Arrivée de renforts britanniques à Québec : le 103e régiment.

 

Des unités de miliciens volontaires de la taille de compagnies sont formées dans les comtés du Haut-Canada :

  • Cavalerie : 1re de Leeds, 2e de Grenville, 1re de Lennox, 1re d'Addington, 1re du Prince Edward, 1re de York, 1re et 2e de Lincoln, 2e d'Essex et 1re de Kent.
  • Compagnies d'artillerie : 1re de Frontenac, 1re et 2e de Lincoln.
  • Compagnies de fusiliers : 1re de Grenville, 1re et 2e de Leeds, 1re de York, 1re de Norfolk et 1re d'Oxford.

De janvier à mai 1812

Des Amérindiens lancent des raids contre les colons américains établis dans les territoires du Missouri et de l'Indiana.

Février 1812

La loi sur la milice du Haut-Canada est modifiée.

En 1793, une première loi sur la milice est adoptée dans le Haut-Canada pour organiser la défense de la colonie par les citoyens. Elle demeure inchangée jusqu'au début de 1812. La menace d'une guerre avec les États-Unis devenant alors de plus en plus concrète, le major-général Isaac Brock, en qualité de président du Conseil législatif du Haut-Canada, demande des fonds à l'assemblée législative afin de préparer la milice à un éventuel conflit. La loi est modifiée pour fournir à chaque bataillon de la milice de comté deux compagnies de flanc dont les membres recevront de l'équipement, un entraînement régulier ainsi qu'un salaire. Les compagnies de flanc sont dans l'ensemble les unités les plus compétentes et mènent la plupart des combats pendant la guerre.

 

Le gouverneur général sir George Prévost ordonne le recrutement d'un régiment d'infanterie parmi les habitants des districts est du Haut-Canada. Le Glengarry Light Infantry prendra part à de nombreux combats dans la province pendant la guerre de 1812.

Avril 1812       

La milice d'élite du Bas-Canada est levée.

4 avril 1812

Une nouvelle loi sur la milice est adoptée par la législature du Bas-Canada. La milice sédentaire du Bas-Canada compte au-delà de 50 000 hommes.

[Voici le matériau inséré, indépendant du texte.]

PR #977, opened 2024-02-24
[GUI] Limit amount to 8 decimal digits

### LINKED ISSUE #798: Limit the send amout value field to 8 decimals
Can the input field format be enforced in Iced to avoid users entering precision under 1 sat??
image

pythcoiner:
fixes #798

### DIFF
--- a/gui/src/app/state/spend/step.rs
+++ b/gui/src/app/state/spend/step.rs
@@ -521,7 +521,9 @@ impl Recipient {
                 }
             }
             view::CreateSpendMessage::RecipientEdited(_, "amount", amount) => {
-                self.amount.value = amount;
+                if let Some(a) = amount_checked(amount) {
+                    self.amount.value = a;
+                }
                 if !self.amount.value.is_empty() {
                     self.amount.valid = self.amount().is_ok();
                 } else {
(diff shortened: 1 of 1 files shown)


jp1ac4:
I'm wondering if this should rather be done at the form level, similarly to how we trim whitespaces:
https://github.com/wizardsardine/liana/blob/903328ffef8317b1f152633ac671ecd92071d8eb/gui/ui/src/component/form.rs#L53

E.g. we could add `new_amount_btc()` that trims any excess decimals before passing the value to the `on_change` function.

pythcoiner:
> I'm wondering if this should rather be done at the form level, similarly to how we trim whitespaces:
> 
> https://github.com/wizardsardine/liana/blob/903328ffef8317b1f152633ac671ecd92071d8eb/gui/ui/src/component/form.rs#L53
> 
> E.g. we could add `new_amount_btc()` that trims any excess decimals before passing the value to the `on_change` function.

i'll look into this, also i think we can filter out char other then "0123456789." and maybe automaticaly replace , by . ?

pythcoiner:
deprecated in favor of #992, following @jp1ac4 advice

PR #979, opened 2024-02-24
[GUI] fixed size/position for PSBT badges

### LINKED ISSUE #509: Spent label missaligned in PSBTs
While in the PSBTs section, the Spent label does not alight at the same point for "send-to-selfs" as it does to "normal" spends.

Seems the reason is because the reference point is the text shown on top of the miner fee.

Screenshot 2023-05-13 at 04 27 21

pythcoiner:
this PR try to fix #509
i refactored some badges , moving (optional) `batch` badge before mandatory ones and give fixed positions/size for mandatory badges

before:

image

after:

image

### DIFF
--- a/gui/src/app/view/psbts.rs
+++ b/gui/src/app/view/psbts.rs
@@ -139,9 +139,9 @@ fn spend_tx_list_view(i: usize, tx: &SpendTx) -> Element<'_, Message> {
                     None
                 })
                 .push_maybe(match tx.status {
-                    SpendStatus::Deprecated => Some(badge::deprecated_sized(120.0)),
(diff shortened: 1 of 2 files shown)


jp1ac4:
I like how this looks now. Should we use this new badge size also when viewing an individual PSBT?

image

pythcoiner:
i'm not sure anyone notice this change on psbt, as the badge in alone in the top right corner, but we can

darosior:
The before/after screenshots look amazing.

edouardparis (approved):
ACK e05e42136801e3168b99be378ae85e2852a8ccf6

I did a little refac to remove the need for `_sized` method. Thanks for the idea and the change.

PR #985, opened 2024-02-27
Taproot support

darosior:
This introduces Taproot support in the Liana daemon / core library.

We start by introducing support for `tr()` descriptors alongside `wsh()` descriptors in the Taproot modules. For Taproot-Liana descriptors whose primary spending path isn't a single key, we deterministically derive an unspendable internal key as per https://delvingbitcoin.org/t/unspendable-keys-in-descriptors/304/21. This is to allow signing devices to not display the internal key as a spendable key when verifying a descriptor. Currently signing device vendors signaled willingness to implement this scheme.

We then adapt the PSBT management logic to use Taproot fields when necessary and upgrade the hot signer to provide Schnorr signatures depending on the PSBT information.

Finally, the functional tests are adapted to be able to run the whole test suite under either P2WSH or Taproot. This is done in a somewhat hacky way as i bailed out of re-implementing a Taproot PSBT signer and finalizer in Python after implementing [TapMiniscript support in upstream python-bip380](https://github.com/darosior/python-bip380/pull/23). Instead we use a small Rust program to sign PSBTs for now and we skip a test which explicitly requires an external finalizer.


darosior:
I still need to:
- Cleanup the bugfixes to https://github.com/darosior/python-bip380/pull/23 i've got locally and release a new version to update it in our functional tests;
- Merge some preparatory PRs.

I should open a few issues for needed followups before i forget about it.

darosior:
Alright, i updated `python-bip380` and the CI to run the Taproot tests. Looks like one of them is a bit flaky, i'll have a look later. In the meantime it's ready for a first round of review!

darosior:
Rebased on master. I adapted the tests for the selection of unconfirmed coins from #873 in a separate commit, as it was less mechanic / obvious than the other tests.

What i still need to investigate:
- `test_coin_selection` is very slightly flaky. The assertion of the vsize of the ancestor might sometimes fail. This is unrelated to this PR, but can potentially make CI fail here;
- it seems the performance of `createspend` has been greatly reduced. We might see some timeout on functional tests making heavy use of this call. I need to profile it i suppose. But my hunch is rust-miniscript's way of populating a PSBT input is inefficient.

jp1ac4 (commented):
I went through most of the changes and found a couple of small typos in comments. Otherwise, the code made sense according to my limited understanding of Taproot :)

src/descriptors/mod.rs
```diff
@@ -49,6 +56,31 @@ impl From<LianaPolicyError> for LianaDescError {
...
+        // the policy. This is fine, because the keys in the policy are normalized (so
+        // the derivation path up to the wildcard is part of the origin).
+        if let Some((_, der_path_no_wildcard)) = der_path[..].split_last() {
+            if der_paths.contains(&der_path_no_wildcard.into()) {
+                return true;
+            }
+        }
+    }
+    false
+}
```
darosior, line 82: This could be part of a preparatory commit to reduce the diff of this one.

src/descriptors/mod.rs
```diff
@@ -540,26 +598,53 @@ impl DerivedSinglePathLianaDesc {
             .collect()
     }
 
+    // FIXME: update_with_descriptor() needs a Descriptor<DefiniteKey>. This is a temporary hack to
+    // avoid having to duplicate the cumbersome logic here. Could use translate_pk() instead in the
+    // future.
+    fn definite_desc(&self) -> descriptor::Descriptor<descriptor::DefiniteDescriptorKey> {
+        descriptor::Descriptor::<_>::from_str(&self.0.to_string()).expect("Must roundtrip")
```
darosior, line 610: :vomiting_face:

darosior (commented):
Just did a mechanical review. In addition to checking the correctness of what's here we need to think about what's *missing*.

src/signer.rs
```diff
@@ -419,14 +419,22 @@ mod tests {
             wildcard: Wildcard::Unhardened,
         });
         let recov_keys = descriptors::PathInfo::Single(recov_key);
-        let policy =
-            descriptors::LianaPolicy::new(prim_keys, [(46, recov_keys)].iter().cloned().collect())
-                .unwrap();
+        let policy = descriptors::LianaPolicy::new_legacy(
```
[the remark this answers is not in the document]
darosior: Fixed.

src/descriptors/mod.rs
```diff
@@ -539,6 +539,18 @@ impl DerivedSinglePathLianaDesc {
...
+
+    /// Update the PSBT input information with data from this derived descriptor.
+    pub fn update_psbt_in(&self, psbtin: &mut PsbtIn) {
+        psbtin.bip32_derivation = self.bip32_derivations();
+        psbtin.witness_script = Some(self.witness_script());
+    }
+
+    /// Update the info of a PSBT output for a change output with data from this derived
+    /// descriptor.
+    pub fn update_change_psbt_out(&self, psbtout: &mut PsbtOut) {
```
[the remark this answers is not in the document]
darosior: I think it's fine as is.

src/descriptors/mod.rs
darosior: Done.

tests/test_spend.py
```diff
@@ -308,42 +316,52 @@ def test_coin_selection(lianad, bitcoind):
...
     )
-    assert bitcoind.rpc.getmempoolentry(spend_txid_1)["ancestorsize"] == 161
-    assert bitcoind.rpc.getmempoolentry(spend_txid_1)["fees"]["ancestor"] * COIN == 339
-    # ancestor vsize at feerate 10 sat/vb = ancestor_fee / 10 = 339 / 10 = 33
-    # extra_weight <= (extra vsize * witness factor) = (161 - 33) * 4 = 512
-    # additional fee at 10 sat/vb (2.5 sat/wu) = 512 * 2.5 = 1280
+    anc_vsize = int(bitcoind.rpc.getmempoolentry(spend_txid_1)["ancestorsize"])
+    anc_fees = int(bitcoind.rpc.getmempoolentry(spend_txid_1)["fees"]["ancestor"] * COIN)
+    if not USE_TAPROOT:
+        assert anc_vsize == 161 and anc_fees == 339
```
jp1ac4, line 339: By removing these assertions about exact values, I'm no longer having any failures. I think it's OK to remove them as the assertions below with `additional_fee` will still be tested.

darosior: Indeed. I ran this test 200 times both on Taproot and Segwit v0 and didn't have a single failure. I'll drop those in a new commit and mark them as fixing #1000.

darosior:
Rebased on master. I found another crash using the fuzz tests which is now fixed. Unfortunately the compiler is insanely slow (like more than 1000x slower) for Taproot which makes the `descriptors` target useless.

src/descriptors/mod.rs
```diff
@@ -49,6 +53,31 @@ impl From<LianaPolicyError> for LianaDescError {
...
+        // Get the derivation path from the master fingerprint to the parent used to
+        // derive this key, in order to check whether it's part of the derivation paths
+        // used in this spending path (only checking the fingerprint isn't sufficient
+        // as a single signer may be used in more than one spending path).
+        // NOTE: this assumes there is only one derivation step after the key used in
+        // the policy. This is fine, because the keys in the policy are normalized (so
+        // the derivation path up to the wildcard is part of the origin).
+        if let Some((_, der_path_no_wildcard)) = der_path[..].split_last() {
+            if der_paths.contains(&der_path_no_wildcard.into()) {
+                return true;
```
edouardparis, line 77: `return der_paths.contains(&der_path_no_wildcard.into())`

src/descriptors/analysis.rs
```diff
@@ -357,6 +362,93 @@ impl PathInfo {
...
+        tap_tree
+            .iter()
+            .flat_map(|(_, ms)| ms.iter_pk())
+            .try_fold(Vec::new(), |mut acc, pk| {
+                let xkey = get_multi_xkey(&pk)?;
+                acc.extend_from_slice(&xkey.public_key.serialize());
+                Some(acc)
+            })?;
+    let chain_code: bip32::ChainCode = sha256::Hash::hash(&concat)[..]
+        .try_into()
```
edouardparis, line 420: `let chain_code = bip32::ChainCode::from(sha256::Hash::hash(&concat).as_ref());`

src/descriptors/mod.rs
darosior: Done.

src/descriptors/analysis.rs
darosior: Nice, done.

darosior:
ACK 4bb2372a63bb4b36ca9f0dd91d2373cff3e9e9a4 -- this underwent multiple rounds of review, Edouard tested it in his follow-up PR to the GUI and i wrote a couple fuzz targets exercising part of the logic introduced here

PR #986, opened 2024-02-27
Gui taproot

edouardparis:
based on #985

### DIFF
--- a/gui/Cargo.lock
+++ b/gui/Cargo.lock
@@ -77,20 +77,8 @@ source = "registry+https://github.com/rust-lang/crates.io-index"
 checksum = "ac1f845298e95f983ff1944b728ae08b8cebab80d684f0a832ed0fc74dfa27e2"
 dependencies = [
  "cfg-if",
- "cipher 0.4.4",
+ "cipher",
  "cpufeatures",
-]
-
-[[package]]
-name = "aes-ctr"
-version = "0.6.0"
-source = "registry+https://github.com/rust-lang/crates.io-index"
-checksum = "7729c3cde54d67063be556aeac75a81330d802f0259500ca40cb52967f975763"
-dependencies = [
- "aes-soft",
- "aesni",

Malgré les dissensions linguistiques entre députés francophones et anglophones de l'Assemblée législative du Bas-Canada, sir George Prévost, gouverneur en chef de l'Amérique du Nord britannique, parvient à convaincre les représentants d'adopter la nouvelle Loi sur la milice. Il obtient pour ce faire l'appui de l'élite canadienne-française pour qui la loyauté envers la Couronne est dans les meilleurs intérêts de la nation. De plus, comme la guerre menace et que les forces régulières britanniques ne peuvent suffire pour assurer la protection, il devient nécessaire de mobiliser les forces locales. La nouvelle loi a pour but de renforcer l'ancienne loi sur la milice en augmentant les dépenses à 12 000 £  (30 000 £ si la guerre éclate) et en mobilisant 2 000 hommes âgés de 18 à 25 ans choisis par tirage au sort pour la milice d'élite. La conscription fait l'objet d'une grande résistance dans les paroisses rurales dont les habitants se disent d'abord et avant tout loyaux envers leur famille et leur terre.

15 avril 1812

Un corps provincial d'infanterie légère est formé : les Voltigeurs canadiens.

La guerre menace d'éclater et le major Charles-Michel de Salaberry propose la formation dans le Bas‑Canada d'un corps d'infanterie essentiellement composé de volontaires francophones afin d'accroître l'effectif de défense de la colonie. Le gouverneur de Québec, sir George Prévost, souscrit à cette idée et donne à Salaberry le commandement des Voltigeurs canadiens. Ce corps d'infanterie financé par la province ne fait pas partie de l'armée britannique régulière, mais bénéficie d'un entraînement, d'un équipement et d'armement semblables. Il prend part à des opérations cruciales tant dans le Bas-Canada que dans le Haut-Canada, avant d'être démantelé en 1815. Les exploits des Voltigeurs confirment la loyauté des Canadiens français envers la couronne et leur héritage est source de fierté parmi eux.

 

Le lieutenant-colonel Charles-Michel d'Irumberry de Salaberry est nommé à la tête du corps des Voltigeurs.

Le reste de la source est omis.